Puis une figure colossale, surhumaine, impalpable comme l’arc-en-ciel et brillante comme lui, se dressa deux fois plus haute que la montagne d’Alésia, l’enveloppant de son manteau, la protégeant de ses deux bras étendus. Elle avait la chevelure rutilante et la robe blanche de ma mère quand elle descendit, vivante et souriante, dans la tombe de Béborix, et ses grands yeux d’azur semblaient m’appeler. C’était la mère de tous les Gaulois qui empruntait pour moi les traits de ma mère. C’était la patrie se révélant à chacun sous les traits de ce qu’il avait de plus cher parmi les êtres mortels, afin que de chacun elle fait aimée davantage.

J’essuyai mes yeux et je ne vis plus rien.
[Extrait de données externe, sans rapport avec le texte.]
PR #349, opened 2015-07-13
Migrate to the non-deprecated version of ActionBarDrawerToggle

### LINKED ISSUE #348: Migrate to the non-deprecated version of ActionBarDrawerToggle
ActionBarDrawerToggle from support library v4 is [deprecated](https://developer.android.com/reference/android/support/v4/app/ActionBarDrawerToggle.html). We should use the one from [support library v7](https://developer.android.com/reference/android/support/v7/app/ActionBarDrawerToggle.html) instead.

rivaldi8:
Fixes #348

### DIFF
--- a/app/src/main/java/org/gnucash/android/ui/BaseDrawerActivity.java
+++ b/app/src/main/java/org/gnucash/android/ui/BaseDrawerActivity.java
@@ -19,7 +19,7 @@ import android.app.Activity;
 import android.content.Intent;
 import android.content.res.Configuration;
 import android.os.Bundle;
-import android.support.v4.app.ActionBarDrawerToggle;
+import android.support.v7.app.ActionBarDrawerToggle;
 import android.support.v4.widget.DrawerLayout;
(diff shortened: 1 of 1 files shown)


codinguser:
The home icon is always an arrow now. Can we have a Hamburger menu?

rivaldi8:
It's strange. I've tested it in two devices (Android 2.3.6 and 4.4.2) and in an emulator (5.0.1). In the three cases a hamburger menu is show that becomes an arrow when the drawer is open. The only exception is the settings activity, which doesn't have a drawer toggle.

What devices have you used for testing? Does it happen in all activities with a drawer toggle?

codinguser:
Strange, now I tested it again (Android 5.1, Nexus 5)  and it works. 
Maybe I did something wrong before.
Thanks!

rivaldi8:
Good :) Not sure if it's what has happened, but sometimes, rebuilding the applications fixes these strange problems.

PR #369, opened 2015-08-29
Charts time ranges

aint:
So far implemented support for time ranges. I will push some changes/refactoring and grouping by month/year/all in a few days.


codinguser:
Thanks :+1:

PR #370, opened 2015-08-31
fix export error in qif

fefe982:
QIF read from view, which now does not contain amount but num/denom


codinguser:
I still get error: "split_quantity_denom" column does not exist, when I try to export QIF

PR #385, opened 2015-09-19
preload exchange rate and converted amount

fefe982:


codinguser:
@fefe982 it seems you may be missing an import of MathContext, at least according to Travis.
Could you check it?

codinguser:
Nevemind, I'll just merge and fix it. I have to push some stuff anyway

PR #393, opened 2015-09-29
Update strings.xml

MarkHaanen:


codinguser:
@MarkHaanen There is an issue on line 63: Send to....
The unicode character &#8230; is for an ellipsis. You should probably maintain it.

Could you edit it and re-send the pull request?

codinguser:
Never mind, I've fixed the breaking strings and merged the changes in the code.

MarkHaanen:
Hmm, strange. &hellip; is the HTML named entity for &#8230; which I only 
changed for my own readability after I noticed &amp; was valid. See 
http://www.fileformat.info/info/unicode/char/2026/index.htm. Does 
Android perhaps not support the full set of entity names? If that's the 
case I shall furthermore resort to the numeric code point.

Regards,
Mark

Ngewi Fet schreef op 29-09-15 om 17:32:

PR #395, opened 2015-10-02
Update french translation

Wicowyn:
French translation updated


codinguser:
Thanks for the translation. 
Files in donottranslate.xml do not need the "translatable" attribute.

PR #400, opened 2015-10-05
fix wrong uid in new split

fefe982:
The generated UUID for a new split is in the wrong format, which will result in an erroneous split when the exported XML is opened by GnuCash desktop.


codinguser:
Very subtle, this bug.
Thanks for catching that Yongxin :)

PR #404, opened 2015-10-11
Fixes widget view on Lollipop 5.1.1 with dense sceen grid

alpha-and-omega:
Hello guys.
# Why I made this patch

After upgrading my Samsung Galaxy S2 to Cyanogen mod 12 with Lollipop 5.1.1 my Gnucash widget became ugly!
With dense home screen grid (5x5 and 6x5) it started to use 2 vertical grid cells instead of 1:

# What I did

I created this patch to solve this problem.
It was not enough to decrease widget minHeight  to 40, because widget button does not fit:

So I made corrections to widget button properties to fix that. I also made widget vertical size resize-able, so anyone can return to 2-row widget if he got used to it :)

Result:

PS: Why button is not square ? Android has no easy way to "centerInside" backgroung of buttons, so it is not trivial to make it square. And squeezed button looks pretty good too.

PS2: This patch does not change widget view on standard screens, widget button is as square as before on standard screens.


codinguser:
Thanks for the patch. I haven't gotten around to testing it yet, but will do so. 
Also, its better to issue patches against the develop branch.

alpha-and-omega:
I am using this patch for 23 days.
One obvious drawback is that sometimes I miss "+" button and touch main area of widget instead.

codinguser:
That was one thing I was worried about when I first saw the screenshot. 
And also that we plan to redo the widget in future releases anyway.

codinguser:
I'm going to close this PR for now. 
Widget work is still far out in the future.

PR #411, opened 2015-10-28
Improve the name of the variable who stores the count of app's widget…

luanfonceca:
Hi folks, i just renamed the variable to a more explicit one.


codinguser:
I'm sorry this patch does not improve the code in a meaningful way.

Peut-être de si longs jeûnes, les émotions de la nuit, la marche sous le soleil, avaient-ils troublé mes sens. La montagne d’Alésia se dressait toujours, mais dans un indistinct fourmillement d’hommes et dans une rumeur à peine perceptible pour nous.

Bien plus près de nous, âpre réalité qui nous séparait de notre rêve de délivrance, apparaissait, semblable à des champs fouillés par des myriades de lapins et retournés par des sangliers, la campagne toute bouleversée par les ouvrages romains, les camps sur les hauteurs et les camps dans les bas-fonds, les lignes nettes et crues ; des parapets, les loricæ d’osier et leurs créneaux, les tours altières, les bras levés des machines ; et, stridents, nous arrivaient aux oreilles les coups de clairon et les sonneries d’alarme dans les retranchements italiens.